<高校野球秋季関東大会:佐野日大7-0駿台甲府>◇21日◇準々決勝◇山日YBS
佐野日大(栃木1位)が7回コールドで駿台甲府(山梨3位)に勝利し、13年以来の4強入りを果たした。元阪神の麦倉洋一監督(54)は「やることをやった結果。それに選手たちが攻めていけましたね」と、振り返った。
センバツ出場が決まれば、監督として初の甲子園出場となり、阪神引退後、初めて甲子園に戻る。「私個人にとっても、すごいうれしいことですが、選手たちがあそこ(甲子園で)プレーできる、というのが一番。自分はいるだけ。グラウンドでは何もできないですから」と、笑みを浮かべた。

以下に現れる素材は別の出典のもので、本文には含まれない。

PR #971, opened 2021-12-03
fix: password confirmation step

siiky:


siiky:
[Password confirmation step is skipped on registration](https://trello.com/c/D0FE5j3T/1107-password-confirmation-step-is-skipped-on-registration)

new-lamassu-admin/src/pages/Authentication/Register.js
```diff
@@ -42,18 +42,17 @@ const REGISTER = gql`
...
-const validationSchema = Yup.object().shape({
+const validationSchema = Yup.object({
   password: Yup.string()
     .required('A password is required')
     .test(
       'len',
-      'Your password must contain more than 8 characters',
+      'Your password must contain at least 8 characters',
       val => val.length >= 8
     ),
```
ubavic: Suggestion: Instead using `test()` we could use `min()` method
```
.label("Password")
.min(8)
```

This will give *Password must be at least 8 characters* message.

For custom message we could write
```
 .min(8, "Your password must contain at least 8 characters")
```

siiky: Neat, didn't know that! Will change it.

siiky: I tried using `'Your password must contain at least ${min} characters'` as suggested by the docs for `string.min()` but prettier complained about the interpolation in a non interpolatable string.

ubavic (approved):

PR #983, opened 2021-12-07
Fix: confirm dialog title undefined on exit

ubavic:


new-lamassu-admin/src/components/machineActions/MachineActions.js
```diff
@@ -193,8 +192,8 @@ const MachineActions = memo(({ machine, onActionSuccess }) => {
       </div>
       <ConfirmDialog
         disabled={disabled}
-        open={confirmDialogOpen}
```
josepfo, line 196: Better force this as a boolean

josepfo (changes requested):

josepfo (approved):
LGTM

PR #994, opened 2021-12-13
Fix loading flag usage on admin

chaotixkilla:


new-lamassu-admin/src/pages/LoyaltyPanel/IndividualDiscounts.js
```diff
@@ -176,7 +178,7 @@ const IndividualDiscounts = () => {
           </Link>
         </Box>
       )}
-      {!isLoading && !R.isEmpty(discountResponse.individualDiscounts) && (
+      {!loading && !R.isEmpty(discountResponse.individualDiscounts) && (
```
siiky: What's the difference between this one and the one above?

siiky (changes requested):

siiky (approved):
LGTM

PR #1002, opened 2021-12-16
fix: unpairing machine through dashboard shows blank page

ubavic:


chaotixkilla (approved):

new-lamassu-admin/src/pages/Machines/Machines.js
```diff
@@ -50,13 +50,47 @@ const GET_INFO = gql`
...
+  useQuery(GET_MACHINES, {
+    onCompleted: data => {
+      const machines = data.machines
+      const machineFound = machines.map(m => m.deviceId).includes(id)
+
+      if (!machineFound) return history.push('/maintenance/machine-status')
+
+      setLoading(false)
+    }
+  })
```
RafaelTaranto: Doesn't use query return a loading flag already? Also, if you already have a query that fetches a machine, when you unpair it can't you refresh original query and if that returns error/empty you forward to another screen?

RafaelTaranto (changes requested):

new-lamassu-admin/src/pages/Machines/Machines.js
ubavic: It does return `loading`, but that flag is set to `false` before `onCompleted` is finished. This causes the same problems that we had before this fix.

Query `GET_INFO` fails if the machine id doesn’t exist in the database and that introduces the GraphQl error. I thought about using the `onError` hook but that seemed to me more dangerous. Even if I used that hook, this approach  would definitely cause errors on server side as query uses `getMachine` (from ‘machine-loader.js’) which breaks when the query returns an empty result. I could try to refactor function `getMachine` to be a safer.

RafaelTaranto: You can throw a error on the server if the machine doesn't exist and treat that error in specific during "onError". You can see custom errors in the authentication code, I think a "resource doesn't exist" error would be useful.

Maybe take some time searching what's the standard approach here, returning error or empty.

PR #1012, opened 2021-12-20
Add cashbox fiat amount

chaotixkilla:
feat: add cashin bill counter
fix: fiat amount formatting

### DIFF
--- a/lib/new-admin/graphql/resolvers/bill.resolver.js
+++ b/lib/new-admin/graphql/resolvers/bill.resolver.js
@@ -2,7 +2,9 @@ const bills = require('../../services/bills')
 
 const resolvers = {
   Query: {
-    bills: () => bills.getBills()
+    bills: () => bills.getBills(),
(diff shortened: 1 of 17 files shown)


ubavic (approved):

lib/new-admin/graphql/resolvers/bill.resolver.js
```diff
@@ -2,7 +2,9 @@ const bills = require('../../services/bills')
 
 const resolvers = {
   Query: {
-    bills: () => bills.getBills()
+    bills: () => bills.getBills(),
+    looseBills: () => bills.getLooseBills(),
+    looseBillsByMachine: (...[, { deviceId }]) => bills.getLooseBillsByMachine(deviceId)
```
RafaelTaranto: My feeling is that this should be the same graphql endpoint with different filters.

RafaelTaranto (changes requested):

PR #1019, opened 2021-12-23
Fix custom trigger filtering when in presence of older triggers

chaotixkilla:


new-lamassu-admin/src/pages/Triggers/helper.js
```diff
@@ -546,6 +568,12 @@ const Requirement = () => {
     (!values.requirement?.suspensionDays ||
       values.requirement?.suspensionDays < 0)
 
+  const hasCustomRequirementError =
+    !!errors.requirement &&
+    !!touched.requirement?.customInfoRequestId &&
+    (!values.requirement?.customInfoRequestId ||
+      !R.isNil(values.requirement?.customInfoRequestId))
```
josepfo: What do you think about export this and use it on Wizard.js instead of redefining it

josepfo (changes requested):

new-lamassu-admin/src/pages/Triggers/Wizard.js
```diff
@@ -13,6 +13,8 @@ import { singularOrPlural } from 'src/utils/string'
 
 import { type, requirements } from './helper'
 
+console.log('requirements', requirements)
```
josepfo: Forgot this one

josepfo (changes requested):
Looks good!

josepfo (approved):

PR #1029, opened 2022-01-03
Feat: twilio api data UI

josepfo:


new-lamassu-admin/src/pages/Customers/CustomerData.js
```diff
@@ -120,44 +131,56 @@ const CustomerData = ({
     }),
     frontCamera: Yup.object().shape({
       frontCamera: Yup.mixed().required()
-    })
+    }),
+    smsData: Yup.object()
+      .shape({
+        phoneNumber: Yup.string().required()
+      })
+      .required()
```
ubavic: Am I missing something, or this line can be removed?
```suggestion
```

new-lamassu-admin/src/pages/Customers/components/EditableCard.js
```diff
@@ -208,16 +250,26 @@ const EditableCard = ({
...
-                          {`Delete`}
-                        </ActionButton>
+                        {hasAdditionalData ? (
+                          <ActionButton
+                            color="primary"
+                            type="button"
+                            Icon={DeleteIcon}
+                            InverseIcon={DeleteReversedIcon}
+                            onClick={() => deleteEditedData()}>
+                            {`Delete`}
```
ubavic: I don't know if this this was deliberate choice, but this could be simpler.
```suggestion
                            Delete
```
(There are similar lines in this file)

new-lamassu-admin/src/pages/Customers/CustomerData.js
```diff
@@ -374,6 +424,22 @@ const CustomerData = ({
...
+      label: onlyFirstToUpper(it),
+      component: TextInput,
+      editable: true
+    })
+    Yup.object()
+      .shape({
+        [it]: Yup.string()
+      })
+      .required()
+      .concat(schemas.smsData)
```
ubavic: Maybe I am wrong, but this doesn't do anything? (we don't assign created object to variable)

ubavic (changes requested):

new-lamassu-admin/src/pages/Customers/CustomerData.js
josepfo: I believe we need this .required() to use concat() further down, otherwise, I think Yup's type definition will add undefined as an intersection type since we didn't specify the given object would always be not-null.

new-lamassu-admin/src/pages/Customers/CustomerData.js
josepfo: Ah yeah, forgot to assign it to the schemas object

lib/customers.js
```diff
@@ -117,7 +117,8 @@ async function updateCustomer (id, data, userToken) {
       'us_ssn_override',
       'sanctions_override',
       'front_camera_override',
-      'suspended_until'
+      'suspended_until',
+      'subscriber_info_override'
```
RafaelTaranto: We don't really need override for subscriber info. It's not customer submitted data, so there's no point in approving or rejecting it.

RafaelTaranto (changes requested):

ubavic (approved):

migrations/1641482376890-add-overrides-to-subscriber-info.js
```diff
@@ -0,0 +1,22 @@
...
+    `ALTER TABLE customers 
+     ADD COLUMN phone_override VERIFICATION_TYPE NOT NULL DEFAULT 'automatic',
+     ADD COLUMN phone_override_by UUID,
+     ADD COLUMN phone_override_at TIMESTAMPTZ
+    `,
+    `ALTER TABLE edited_customer_data
+     ADD COLUMN phone TEXT,
+     ADD COLUMN phone_at TIMESTAMPTZ,
+     ADD COLUMN phone_by UUID
+    `
```
RafaelTaranto: Isn't phone number the one field we can't edit?

RafaelTaranto (changes requested):

migrations/1641482376890-add-overrides-to-subscriber-info.js
josepfo: yes, but it's disabled on the admin level. I left this logic here since we'll use it in the future, right?

RafaelTaranto: I don't think we will. Also, if we do that for the phone it might have another structure in place, since that's kinda the ID for the customers right now.

PR #1032, opened 2022-01-05
Add testing customer toggle

chaotixkilla:


migrations/1641394367865-testing-customer-toggle.js
```diff
@@ -0,0 +1,13 @@
+var db = require('./db')
+
+exports.up = function (next) {
+  var sql = [
+    `ALTER TABLE customers ADD COLUMN is_test_customer BOOLEAN DEFAULT false`,
```
ubavic: I would add `NOT NULL` constraint.

ubavic (approved):

PR #1043, opened 2022-01-13
fix: ID expiration date in transcations

ubavic:


josepfo (approved):

new-lamassu-admin/src/pages/Transactions/DetailsCard.js
```diff
@@ -123,9 +123,8 @@ const DetailsRow = ({ it: tx, timezone }) => {
     age: differenceInYears(tx.customerIdCardData.dateOfBirth, new Date()),
     country: tx.customerIdCardData.country,
     idCardNumber: tx.customerIdCardData.documentNumber,
-    idCardExpirationDate: format(
-      'dd-MM-yyyy',
-      tx.customerIdCardData.expirationDate
+    idCardExpirationDate: format('yyyy-MM-dd')(
+      parse(new Date(), 'yyyyMMdd', tx.customerIdCardData.expirationDate)
```
RafaelTaranto: Hmm, what happens here is that we default to current time when expirationDate is null? I don't think we should do that, we'll be showing incorrect data to the operator.

RafaelTaranto (changes requested):

PR #1052, opened 2022-01-17
Fix config updates not propagating to machine without restart

chaotixkilla:


josepfo (approved):

lib/poller.js
```diff
@@ -84,52 +84,28 @@ db.connect({ direct: true }).then(sco => {
     switch (parsedData.type) {
       case 'reload':
         return reload(parsedData.schema)
-      case 'machineAction':
-        return machineAction(parsedData.action, parsedData.value)
       default:
         break
     }
   })
```
RafaelTaranto: I don't think we need the type nor the test anymore.

lib/new-settings-loader.js
```diff
@@ -71,12 +72,12 @@ function showAccounts (schemaVersion) {
...
 function saveConfig (config) {
-  return loadLatestConfigOrNone()
-    .then(currentConfig => {
+  return Promise.all([loadLatestConfigOrNone(), getOperatorId('middleware')])
+    .then(([currentConfig, operatorId]) => {
       const newConfig = _.assign(currentConfig, config)
       return db.tx(t => {
         return t.none(configSql, ['config', { config: newConfig }, true, NEW_SETTINGS_LOADER_SCHEMA_VERSION])
-          .then(() => t.none('NOTIFY $1:name, $2', ['poller', JSON.stringify({ type: 'reload', schema: asyncLocalStorage.getStore().get('schema') })]))
+          .then(() => t.none('NOTIFY $1:name, $2', ['reload', JSON.stringify({ type: 'reload', schema: asyncLocalStorage.getStore().get('schema'), operatorId })]))
```
RafaelTaranto: No need for type.

lib/middlewares/populateSettings.js
```diff
@@ -1,11 +1,66 @@
...
+
+db.connect({ direct: true }).then(sco => {
+  sco.client.on('notification', data => {
+    const parsedData = JSON.parse(data.payload)
+    switch (parsedData.type) {
+      case 'machineAction':
+        return machineAction(parsedData.action, parsedData.value)
+      default:
+        break
+    }
```
RafaelTaranto: Same as above, no need for type or the switch anymore.

RafaelTaranto (changes requested):

PR #1063, opened 2022-01-21
fix: save config used on migration

josepfo:


ubavic (approved):

lib/new-settings-loader.js
```diff
@@ -82,6 +82,17 @@ function saveConfig (config) {
     })
 }
 
+function migrationSaveConfig (config) {
+  return loadLatestConfigOrNone()
+    .then(currentConfig => {
+      const newConfig = _.assign(currentConfig, config)
+      return db.tx(t => {
+        return t.none(configSql, ['config', { config: newConfig }, true, NEW_SETTINGS_LOADER_SCHEMA_VERSION])
+          .then(() => t.none('NOTIFY $1:name, $2', ['poller', JSON.stringify({ type: 'reload', schema: asyncLocalStorage.getStore().get('schema') })]))
```
RafaelTaranto: Migrations don't need the notify part of the function

RafaelTaranto (changes requested):

PR #1284, opened 2022-07-05
Add l-s pre-packager

chaotixkilla:


siiky (approved):

build/Dockerfile
```diff
@@ -0,0 +1,35 @@
...
+RUN apt-get install nodejs -y -q
+
+FROM base as l-s-build
+
+WORKDIR /lamassu
+
+RUN git clone https://github.com/lamassu/lamassu-server -b ${SERVER_VERSION}
+RUN rm -rf /lamassu/lamassu-server/public/*
+RUN cd lamassu-server && npm install --production
+RUN ls -la
```
RafaelTaranto: I don't think this is needed.

build/Dockerfile
```diff
@@ -0,0 +1,35 @@
...
+RUN cd lamassu-server/new-lamassu-admin && npm install && npm run build
```
RafaelTaranto, line 30: Doesn't this mean we're also shipping with the new-lamassu-admin node_modules? We can remove that folder after the build.

RafaelTaranto (changes requested):

PR #1287, opened 2022-07-07
Add button to check against OFAC sanction list

chaotixkilla:


lib/new-admin/middlewares/loadSanctionLists.js
```diff
@@ -0,0 +1,28 @@
+const logger = require('../../logger')
+const sanctions = require('../../ofac')
+
+const sanctionStatus = {
+  loaded: false,
+  timestamp: null
```
siiky: The timestamp doesn't seem to be used for anything?

lib/new-admin/admin-server.js
```diff
@@ -48,6 +48,7 @@ app.use(express.static(path.resolve(__dirname, '..', '..', 'public')))
 app.use(cleanUserSessions(USER_SESSIONS_CLEAR_INTERVAL))
 app.use(computeSchema)
 app.use(findOperatorId)
+app.use(loadSanctionLists)
```
siiky: Wouldn't it be easier (maybe better) to run `load()` here, instead of erroring out?

https://github.com/lamassu/lamassu-server/blob/d446b0635af87ab7570cf9c84ef574709f4c04e5/lib/ofac/index.js#L48-L51

No need to run the `loadSanctionLists()` on every request. Only the first `match()` would be slower.

siiky (approved):

siiky (approved):

RafaelTaranto (changes requested):
I don't think we should make it the front-end job to update the customer with sanctions true. Checking for sanctions is already baked into the server. 

Probably better to just send the ID of the customer we want to check against, and do everything automatically on the server, with a response for display purposes nonetheless.

PR #1295, opened 2022-07-13
Add market currency selector

chaotixkilla:


siiky (approved):

siiky (approved):

migrations/1657807941757-market-currency.js
```diff
@@ -0,0 +1,31 @@
...
+
+      const newAccounts = _.reduce(
+        (acc, value) => {
+          if (!_.isNil(accounts[value].currencyMarket)) return acc
+          if (_.includes(localeCurrency, ALL[value].FIAT)) return { ...acc, [value]: { currencyMarket: localeCurrency } }
+          return { ...acc, [value]: { currencyMarket: _.head(ALL[value].FIAT) } }
+        },
+        {},
+        configuredExchanges
+      )
```
RafaelTaranto: Isn't this changing the default behaviour? If we used to default to EUR, why are we not defaulting to EUR here? 

Relying on the FIAT order for default fiat currency might be problematic as well. Maybe create a new variable like DEFAULT_FIAT_MARKET.

new-lamassu-admin/src/utils/constants.js
```diff
@@ -9,6 +9,11 @@ const MANUAL = 'manual'
 const IP_CHECK_REGEX = /^(?:(?:25[0-5]|2[0-4][0-9]|[01]?[0-9][0-9]?)\.){3}(?:25[0-5]|2[0-4][0-9]|[01]?[0-9][0-9]?)$/
 
 const SWEEPABLE_CRYPTOS = ['ETH']
+const WARNING_LEVELS = {
+  CLEAN: 'clean',
+  PARTIAL: 'partial',
+  IMPORTANT: 'important'
+}
```
RafaelTaranto: Looks like this is pretty specific of the Services page. Any reason why is on the generic constant file?

lib/plugins/common/ccxt.js
```diff
@@ -28,15 +28,13 @@ const ALL = {
...
     throw new Error('Unsupported crypto: ' + cryptoCode)
   }
-  const fiatSupported = ALL[serviceName].FIAT
-  if (fiatSupported !== 'ALL_CURRENCIES' && !_.includes(fiatCode, fiatSupported)) {
-    logger.info('Building a market for an unsupported fiat. Defaulting to EUR market')
-    return cryptoCode + '/' + 'EUR'
-  }
+
+  if (_.isNil(_fiatCode)) logger.debug('Missing fiat code information, defaulting to EUR markets')
+  const fiatCode = _fiatCode ?? 'EUR'
```
RafaelTaranto: If we're running that migration, is there a reason for this to exist?

lib/plugins/exchange/ccxt.js
```diff
@@ -49,4 +54,36 @@ function calculatePrice (side, amount, orderBook) {
   throw new Error('Insufficient market depth')
 }
 
-module.exports = { trade }
+function _getMarkets (exchangeName, availableCryptos) {
+  try {
+    const exchange = new ccxt[exchangeName]()
+    const cryptosToQuoteAgainst = ['USDT']
```
RafaelTaranto, line 60: Is there a reason we're quoting against USDT instead of USD? What happens if it depegs?

lib/plugins/exchange/ccxt.js
```diff
@@ -49,4 +54,36 @@ function calculatePrice (side, amount, orderBook) {
...
 
-module.exports = { trade }
+function _getMarkets (exchangeName, availableCryptos) {
+  try {
+    const exchange = new ccxt[exchangeName]()
+    const cryptosToQuoteAgainst = ['USDT']
+    const currencyCodes = _.concat(_.map(it => it.code, currencies), cryptosToQuoteAgainst)
+
+    return exchange.fetchMarkets()
+      .then(_.filter(it => (it.type === 'spot' || it.spot)))
```
RafaelTaranto, line 64: We are using market trading for some exchanges. I think at this point we'll need to filter depending on exchange.

RafaelTaranto (changes requested):

lib/plugins/exchange/ccxt.js
chaotixkilla: We're quoting against both USDT and USD. This variable represents a list of cryptos that operators want to have available to trade with on the exchange (e.g. USDT/BTC pair). USDT comes as a specific request in the comments of the issue card

lib/plugins/exchange/ccxt.js
chaotixkilla: I investigated further and correct me if I'm wrong on this. I believe there's a misunderstanding between order types and market types. We execute trading orders with both market and limit orders, but these orders are executed on the spot market of the respective exchanges. Other options for market are `future` and `swap` (for our supported exchanges), but I don't think we do trades on those markets

PR #1298, opened 2022-07-14
Cash collection receipts

chaotixkilla:


lib/cashbox-batches.js
```diff
@@ -69,32 +70,58 @@ function getBillsByBatchId (id) {
...
+}
+
+function getBatchById (id) {
+  const sql = `
+    SELECT cb.id, cb.device_id, cb.created, cb.operation_type, cb.bill_count_override, cb.performed_by, json_agg(b.*) AS bills
+    FROM cashbox_batches AS cb
+    LEFT JOIN bills AS b ON cb.id = b.cashbox_batch_id
+    WHERE cb.id = $1
+    GROUP BY cb.id
+  `
```
josepfo, line 93: If I got this right, we use this function to extract a bit more info for the receipt, like `operation_type` and the `performed_by` (btw, the latter wasn't used on the machine PR, was that on purpose?). 
My point is: is this really worth it? It seems like we could just use `getMachineUnbatchedBills` in every situation.

josepfo (approved):

PR #1300, opened 2022-07-15
Add machine coin rates screen

chaotixkilla:


lib/plugins.js
```diff
@@ -231,6 +231,7 @@ function plugins (settings, deviceId) {
     const localeConfig = configManager.getLocale(deviceId, settings.config)
     const fiatCode = localeConfig.fiatCurrency
     const cryptoCodes = localeConfig.cryptoCurrencies
+    const machineScreenOpts = configManager.getAllMachineScreenOpts(settings.config)
```
siiky, line 234: `getMachineScreenOpts(screenName, config)` but only the config is given here (and in the wrong order).

lib/graphql/resolvers.js
```diff
@@ -99,6 +106,7 @@ const staticConfig = ({ currentConfigVersion, deviceId, deviceName, pq, settings
     configManager.getLocale(deviceId, settings.config),
     configManager.getOperatorInfo(settings.config),
     configManager.getReceipt(settings.config),
+    configManager.getAllMachineScreenOpts(settings.config),
```
siiky, line 114: `addSmthInfo()` checks if the given `smth` has an `active` value and is truthy, but looking at `getAllMachineScreenOpts()` I don't think there's any.

siiky (changes requested):

lib/graphql/resolvers.js
chaotixkilla: fixed

lib/graphql/resolvers.js
```diff
@@ -131,7 +145,8 @@ const staticConfig = ({ currentConfigVersion, deviceId, deviceName, pq, settings
         }),
         _.update('triggersAutomation', _.mapValues(_.eq('Automatic'))),
         addOperatorInfo(operatorInfo),
-        addReceiptInfo(receiptInfo)
+        addReceiptInfo(receiptInfo),
+        _.update('screenOptions', addMachineScreenOpts(machineScreenOpts))
```
siiky: Isn't this `_.update()` unnecessary here? It's already in `addMachineScreenOpts()`.

siiky (changes requested):

siiky (approved):

PR #1303, opened 2022-07-19
Fix notification center inconsistencies

chaotixkilla:


lib/notifier/index.js
```diff
@@ -136,7 +136,7 @@ function transactionNotify (tx, rec) {
 
     // for notification center
     const directionDisplay = isCashOut ? 'cash-out' : 'cash-in'
-    const readyToNotify = !isCashOut || (tx.direction === 'cashOut' && rec.isRedemption)
+    const readyToNotify = _.defaultTo(false, notifSettings.notificationCenter.transactions) && (!isCashOut || (isCashOut && rec.isRedemption))
```
siiky, line 139: Shouldn't `notifSettings.notificationCenter.active` be checked as well? Or is that done somewhere up the call tree? I just tried disabling the notification center without disabling transaction notifications, and `notifications_notificationCenter_transactions` is still in the DB.

siiky (changes requested):

PR #1320, opened 2022-07-27
Remove coin-specific cryptounits from config

chaotixkilla:


lib/new-config-manager.js
```diff
@@ -152,7 +152,8 @@ const getCryptosFromWalletNamespace = config => {
 const getCashInSettings = config => fromNamespace(namespaces.CASH_IN)(config)
 
 const getCryptoUnits = (crypto, config) => {
-  return getWalletSettings(crypto, config).cryptoUnits
+  const walletSettings = getWalletSettings(crypto, config)
+  return walletSettings.cryptoUnits
```
siiky: Is this necessary for the fix? (no problem with it, I'm just curious to know if there's some stupid JS "feature" that makes a difference here)

siiky (approved):

siiky (approved):

PR #1332, opened 2022-08-01
Add wallet transaction history to the funding page

chaotixkilla:


new-lamassu-admin/src/pages/Funding.js
```diff
@@ -1,43 +1,44 @@
+/* eslint-disable no-unused-vars */
```
siiky: Is this necessary?

siiky (approved):

PR #1338, opened 2022-08-02
[8.1] Fix EIP-1559 fees

chaotixkilla:


siiky (changes requested):
Same as https://github.com/lamassu/lamassu-server/pull/1339

siiky (approved):

PR #1339, opened 2022-08-02
[8.0] Fix EIP-1559 fees

chaotixkilla:


lib/plugins/wallet/geth/base.js
```diff
@@ -10,6 +10,7 @@ const Tx = require('ethereumjs-tx')
 const util = require('ethereumjs-util')
 const coins = require('@lamassu/coins')
 const { default: PQueue } = require('p-queue')
+const { BigNumber } = require('bignumber.js')
```
siiky: `lib/bn.js` is already imported beneath, and `BN.minimum()` seems to work.

siiky (changes requested):

siiky (approved):

PR #1351, opened 2022-08-09
fix: don't add fixed fee twice for profit calculation

siiky:


new-lamassu-admin/src/pages/Transactions/DetailsCard.js
```diff
@@ -89,23 +89,6 @@ const getCryptoAmount = tx =>
   coinUtils.toUnit(new BigNumber(tx.cryptoAtoms), tx.cryptoCode).toNumber()
 
 /* Port of getProfit() from lib/new-admin/services/transactions.js */
-const getCommission = tx => {
```
chaotixkilla: Probably can delete the `/* Port of getProfit() from lib/new-admin/services/transactions.js */` comment, right? Or is the next piece of code also duplicated from there?

chaotixkilla (approved):

new-lamassu-admin/src/pages/Transactions/DetailsCard.js
siiky: Ah, right, thanks! Don't know how I left that...

PR #1352, opened 2022-08-09
fix: update analytics in real time

ubavic:


new-lamassu-admin/src/pages/Dashboard/SystemPerformance/SystemPerformance.js
```diff
@@ -45,25 +60,47 @@ const GET_DATA = gql`
...
+    onCompleted: data => {
+      setTransactions(
+        R.unionWith(
+          R.eqBy(R.prop('id')),
+          data?.transactions || [],
+          transactions
+        )
+      )
+    }
+  })
```
chaotixkilla: Isn't it possible to combine these two queries into a single one?

```
const { data: latestTxs } = useQuery(GET_TRANSACTION, {
  variables: {
    from: R.isEmpty(transactions) ? endOfMinute(subDays(31, NOW)) : new Date(Date.now() - 10000),
    excludeTestingCustomers: true
  },
  pollInterval: 10000,
  notifyOnNetworkStatusChange: true,
  onCompleted: data => setTransactions(R.unionWith(R.eqBy(R.prop('id')), data.transactions || [], transactions))
})
```

If you want to know the initial loading flag to maintain the same behavior, probably best to use `useState`

```
const [initialTxLoading, setInitialTxLoading] = useState(false)

(...)

useQuery(GET_TRANSACTION, {
  variables: {
    from: R.isEmpty(transactions) ? endOfMinute(subDays(31, NOW)) : new Date(Date.now() - 10000),
    excludeTestingCustomers: true
  },
  pollInterval: 10000,
  notifyOnNetworkStatusChange: true,
  onCompleted: data => {
    setInitialTxLoading(true) // initialTxLoading can then be used to ensure that nothing is rendered without any transactions
    setTransactions(R.unionWith(R.eqBy(R.prop('id')), data.transactions || [], transactions))
  }
})
```

chaotixkilla (changes requested):

chaotixkilla (approved):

今夏、栃木県大会では優勝候補に挙げられながらも3回戦で敗退。麦倉監督は新チームスタート初日、選手たちに言った言葉を今でも鮮明に覚えているという。「オマエたちは最弱だ。俺は技術的には何も言わない。これからじっくり体力をつけて、勝負は来年の夏だ、と言ったんです」。選手たちは麦倉監督の言葉に奮起。体力づくりに力を入れた。「チーム作りも守備を重点的にしたことで、少しずつ上向きになっていった」と、17年に監督就任8年目にして、甲子園の切符をつかもうとしている。「これからも泥くさく、いきますよ」とニヤリ。甲子園凱旋(がいせん)へ。頼もしい教え子たちに、期待した。